Em Belo Horizonte, os números comprovam que a prática irresponsável se tornou comum. Dados do Departamento de Trânsito (Detran-MG) revelam que 114 multas são aplicadas todos os dias a motoristas que insistem em dirigir falando ao telefone ou manuseando o aparelho.

E não é difícil encontrar condutores dividindo a atenção com os smartphones. Apesar de ser considerada falta gravíssima e acarretar multa de R$ 293,47, com perda de sete pontos na carteira de habilitação, a equipe de reportagem do Hoje em Dia flagrou até mesmo quem dirigia vans escolares cometendo a infração.

Para especialistas, se o avanço da tecnologia trouxe facilidades, os riscos também vieram a reboque. O cirurgião Dirceu Rodrigues Alves, diretor do Departamento de Medicina do Tráfego da Abramet, afirma que o uso do celular representa mais de 90% dos acidentes causados por desatenção.

“Uma direção segura depende essencialmente das funções cognitiva, motora e perceptiva.
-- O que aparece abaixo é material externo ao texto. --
Issue #573, opened 2026-04-18
fs/ext2: orphan list final-close sequence — truncate-to-zero, free, remove from chain


dburkart:
## Motivation

Implements RFC 0004 — ext2 filesystem driver (workstream E, write-path).

When the last fd referencing an unlinked inode closes, the driver must: (1) truncate the inode to zero (free all data+indirect blocks), (2) free the inode number, (3) remove the inode from the on-disk orphan chain, (4) drop the in-memory orphan pin. This is the consumer of the orphan-list machinery set up in `unlink` / `rmdir` (#569) and validated on mount in #564.

## Work

- [ ] Hook `Ext2InodeOps::evict` (the VFS op invoked when the last `Arc<Inode>` drops). Check `Ext2Inode::unlinked` — if true:
  1. Truncate to zero via the setattr truncate path (#572).
  2. Call `free_inode(ino, was_dir)` to clear the inode bitmap bit.
  3. Unchain the inode from the on-disk orphan list by patching its predecessor's `i_dtime` (or `s_last_orphan` if it was the head).
  4. Set `i_dtime = now` on the inode table entry (tombstone); write-back buffer.
  5. Remove from `Ext2SuperBlock::orphan_pins`.
- [ ] Treat `Ext2Inode::unlinked` as a veto against drop-eviction of a clean inode cache entry — even if the inode is "clean," it must not be discarded until this sequence runs.
- [ ] Tests: unlink open file, close fd → blocks freed, orphan chain empty, free counts restored; power-fail between steps (2) and (3) — on next mount the replay (#564) completes the sequence.

## Out of scope

- Background orphan reaper thread — mount-time replay covers the crash case; there is no need for a runtime sweep.

## Context

- Parent epic: #537
- RFC: `docs/RFC/0004-ext2-filesystem-driver.md` (§Orphan list, §Final-close sequence)
- Depends on: setattr truncate (this epic), inode allocator free (this epic), unlink/rmdir (this epic), mount-time replay (#564).
- Blocks: `s_state` valid-FS flag (this epic) — can't mark clean until orphan list is known-drained.

PR #626, opened 2026-04-23
fs/ext2: InodeOps unlink/rmdir with orphan-list add on hit-zero (#569)

### LINKED ISSUE #569: fs/ext2: InodeOps unlink/rmdir with orphan-list add on last open reference
## Motivation

Implements RFC 0004 — ext2 filesystem driver (workstream E, write-path).

POSIX `unlink(2)` removes the name; the inode only becomes reclaimable when `i_links_count` drops to zero **and** the last open fd closes. Between those two events the orphan list must reference the inode so a crash doesn't leak its blocks. This is the classic unlink-while-open semantic — non-negotiable for POSIX conformance.

## Work

- [ ] Implement `Ext2InodeOps::unlink(parent, dentry, cred)`:
  1. Permission-check parent with `MAY_WRITE | MAY_EXEC`; sticky bit check (`S_ISVTX`) — if set, only the file owner or parent owner may unlink.
  2. Remove dirent in parent: either mark as deleted by setting `rec_len` of the previous dirent to swallow it (or clear `inode` field) per RFC §Directory block format.
  3. Decrement `i_links_count`; update `i_ctime`.
  4. If `i_links_count == 0`: push onto on-disk orphan list (`s_last_orphan`), store in in-memory `Ext2SuperBlock::orphan_pins` as `Arc<Inode>` strong-ref, set `Ext2Inode::unlinked = AtomicBool(true)`.
- [ ] Implement `Ext2InodeOps::rmdir`: refuse unless directory is empty (only `.` and `..` dirents remain); decrement parent's `i_links_count` (the `..` back-link); decrement `bg_used_dirs_count`; reuse the orphan path above.
- [ ] Tests: unlink open file then close → blocks freed; unlink open file then crash mount → orphan-replay frees the inode; rmdir non-empty → ENOTEMPTY; unlink with sticky-bit denied; rmdir of `/` → EBUSY.

## Out of scope

- Concurrent unlink-rename interaction is covered by the rename issue.
- Quota accounting on free — quotas are not in ext2 rev 0 without `QUOTA` compat flags (future P2).

## Context

- Parent epic: #537
- RFC: `docs/RFC/0004-ext2-filesystem-driver.md` (§Orphan list, §Unlink semantics)
- Depends on: inode allocator free path (this epic), block allocator free path (this epic), dirent walker (#560), orphan-chain mount-time replay (#564).
- Blocks: setattr/truncate (this epic), rename (this epic).

dburkart:
Closes #569.

## Summary

- Implements `InodeOps::unlink` and `InodeOps::rmdir` on `Ext2Inode` via a new `fs/ext2/unlink.rs` module (RFC 0004 §Unlink semantics).
- Dirent removal: previous-live `rec_len` extend, or first-in-block tombstone via zeroed inode field.
- Link-count bookkeeping: decrement child on-disk `i_links_count` (2 for rmdir, 1 for unlink) and stamp `i_ctime`; mirror into both `Ext2InodeMeta` and VFS `InodeMeta` so still-open fds see the update.
- For rmdir: empty-directory check (ENOTEMPTY otherwise), parent's `i_links_count` decrement for the lost `..`-back-link, and BGDT `bg_used_dirs_count` decrement on the child's group.
- On hit-zero: mark `unlinked`, push on the on-disk orphan list (`s_last_orphan` update + `i_dtime` repurposed as next-pointer) and pin `Arc<Inode>` in `Ext2Super::orphan_list`. Block/inode freeing deferred to #573's final-close path.
- Per-mount `Ext2InodeCache` (parallel `BTreeMap<u32, Weak<Ext2Inode>>`) added to `Ext2Super` so the trait entry points can recover `Arc<Ext2Inode>` from `Arc<Inode>` without an unsafe downcast. `iget` publishes to both caches.

## Error surface

| Condition | Errno |
|---|---|
| RDONLY / FORCED_RDONLY mount | EROFS |
| `.` or `..` | EINVAL |
| Name not in parent | ENOENT |
| `unlink` on directory | EISDIR |
| `rmdir` on non-directory | ENOTDIR |
| `rmdir` on non-empty dir | ENOTEMPTY |

## Test plan

- [x] `cargo xtask build`
- [x] `cargo xtask test` — 493 host unit tests + all QEMU integration tests green, including new `ext2_unlink` (6 sub-tests: rmdir-of-lost+found-and-orphans, unlink-of-directory-is-eisdir, unlink/rmdir-missing-name-is-enoent, unlink/rmdir-of-dot-dotdot-is-einval, ro-mount-refuses-both)
- [x] `cargo fmt --all`

### DIFF
--- a/kernel/Cargo.toml
+++ b/kernel/Cargo.toml
@@ -399,3 +399,8 @@ required-features = ["ext2"]
 name = "ext2_file_write"
 harness = false
 required-features = ["ext2"]
+
+[[test]]
+name = "ext2_unlink"
+harness = false
+required-features = ["ext2"]
--- a/kernel/src/fs/ext2/fs.rs
+++ b/kernel/src/fs/ext2/fs.rs
@@ -444,6 +444,7 @@ impl FileSystem for Ext2Fs {
             ext2_flags,
             owner: self.self_ref.clone(),
             inode_cache: super::inode::new_inode_cache(),
+            ext2_inode_cache: super::inode::new_ext2_inode_cache(),
             orphan_list: super::inode::new_orphan_list(),
             alloc_mutex: spin::Mutex::new(()),
             self_ref: weak.clone(),
@@ -548,6 +549,12 @@ pub struct Ext2Super {
     /// `Arc<Inode>` so repeat lookups dedup. Wave 3 (#559) introduces
     /// this; Workstream E populates it on every inode read.
     pub inode_cache: super::inode::InodeCache,
+    /// Driver-private parallel cache of `Weak<Ext2Inode>` keyed on the
+    /// same ext2 ino as [`inode_cache`]. The unlink path (#569) and
+    /// future setattr/truncate paths consume this to recover the
+    /// concrete `Arc<Ext2Inode>` without a dyn-Any downcast on
+    /// `Arc<dyn InodeOps>`.
+    pub ext2_inode_cache: super::inode::Ext2InodeCache,
     /// Strong-ref orphan list. Holds `Arc<Inode>` for every
     /// unlinked-but-open inode on this mount so its blocks aren't
     /// freed before the last close (RFC 0004 §Orphan-list residency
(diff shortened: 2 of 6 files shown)


dburkart:
Thanks for the review!

- **dir_is_empty doc** — fixed in 3c5b9e1 (comment now correctly describes walking all allocated blocks).
- **Unused `sb_vfs` parameter** — dropped in 3c5b9e1.
- **RamDisk duplication across ext2 tests** — tracked as #627 so it can be done in one pass across all three current call sites (and absorb future ext2 integration tests as they land).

Ou seja, necessita de atenção, capacidade de resposta e os sentidos como tato, visão e audição. Com o telefone na mão isso é impossível”.

Automático

Dirceu Alves ainda destaca que, mesmo mantendo os olhos fixos no fluxo de automóveis, a pessoa que usa o aparelho não consegue manter 100% da atenção ao volante. “Ela passa a ter uma visão tubular e perde a referência do que se passa nas laterais do veículo. É como se estivesse no piloto automático”, ressalta.